Hoba Miso is a traditional dish, originate in Hida region of Gifu, Japan. This mountainous region is situated in the northern end of Gifu and has a long snowy winter. So, many preserved foods, including miso, pickles, koya tofu (freeze-dry tofu) etc., were developed there. Hoba Miso is one of their traditional dishes and it’s basically a miso-based sauce, cooked on a dry magnolia leaf. One of the most popular toppings for this dish is beef, as Gifu is famous for its premium Hida Beef, and it’s one of my favorite dishes from Gifu! Here in LA, I enjoy making this dish cooked in Toban (donabe skillet) with local beef. Every time I make this dish, it makes me want to visit Gifu again. Hoba (magnolia) leaf is not readily available in the US, so you can be creative with a different leaf (like a banana leaf?) or simply place a parchment paper on a Toban to cook it.

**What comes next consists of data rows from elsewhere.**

PR #4634, opened 2026-08-13
chore(deps): upgrade dependencies and drop unused ones

thetaPC:
Issue URL: N/A

Sixteen dependencies are behind, several by multiple majors. Three are declared but unused: `html-loader` has no references anywhere, `@docusaurus/plugin-client-redirects` is never registered in the plugins array (redirects are handled in `vercel.json`), and `@docusaurus/mdx-loader` is not imported and already comes in through `@docusaurus/core` and `@docusaurus/preset-classic`.

`node-fetch` is imported by `docusaurus.config.js`, the component API plugin, and two build scripts, but it is not declared in `package.json`. It resolves only because `cspell@6` happens to pull it in transitively.

CI installs with `--legacy-peer-deps`, added in 2023 when the workflow was first created. The matrix declares a `node_version` axis with a single value.

## What is the new behavior?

For larger amount (you can double the recipe), Fukkura-san (large) is recommended.
- 6 oz (180 g) boneless beef tri-tip or other steak cut, cut into 1/4” (6 mm)-thick slices
- 2 tablespoons sake
- 2 tablespoons miso
- 2 tablespoons hatcho miso
- 2 tablespoons mirin
- 1 tablespoon Okinawa black sugar or other raw brown sugar
- 1 tablespoon sesame oil
- 2 medium shiitake mushrooms, thinly-sliced
- 2 green onions, thinly-cut crosswise
- Ground sansho (Japanese mountain pepper), optional
- Rinse and soak the magnolia leaf in water for 30 minutes. Pat dry with a paper towel.

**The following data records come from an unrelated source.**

PR #4638, opened 2026-08-13
chore(prettierignore): add versioned api

thetaPC:
Issue URL: N/A

Prettier ignore has the API page added but not the versioned API page.

## What is the new behavior?

- Added the versioned API page to prettier ignore

- [ ] Yes
- [x] No

## Other information

N/A


ShaneK (approved):
LGTM!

- Combine the beef with the sake and marinade for a few hours. (This will help tenderizing the meat. But, if you don’t have time, 15 min or so is fine.)
- To make the miso sauce, whisk together both kinds of miso, mirin, and sugar in a small bowl. If you only have one kind of miso, you can just replace the other kind of mis with it.
- Line the surface of the toban with a piece of aluminum foil and place a magnolia leaf. Spread the miso sauce over the leaf.
- Arrange the shiitake and beef on the miso sauce. Set the toban over medium-low heat. Cook for about 15 min or until the meat is cooked to your desired doneness. Meanwhile, turn the meat gently so they can cook evenly. If the miso starts to burn, lower the heat, as necessary.
- Once everything is cooked through. Garnish with the green onions and sprinkle some sansho to enjoy.
A recipe video is also available on my YouTube Channel, Happy Donabe Life!
You can just pile up the ingredients and gently heat over toban.
If you cannot find dry magnolia leaves, you can use a piece of parchment paper.